━━ Source data ━━

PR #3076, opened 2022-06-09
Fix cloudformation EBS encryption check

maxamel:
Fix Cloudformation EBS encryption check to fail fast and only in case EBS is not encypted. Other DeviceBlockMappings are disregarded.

━━━

▸ Exercise instructions
Return all lines of the material above in which the word "encryption" occurs.

▸ Written solution
Fix cloudformation EBS encryption check
Fix Cloudformation EBS encryption check to fail fast and only in case EBS is not encypted. Other DeviceBlockMappings are disregarded.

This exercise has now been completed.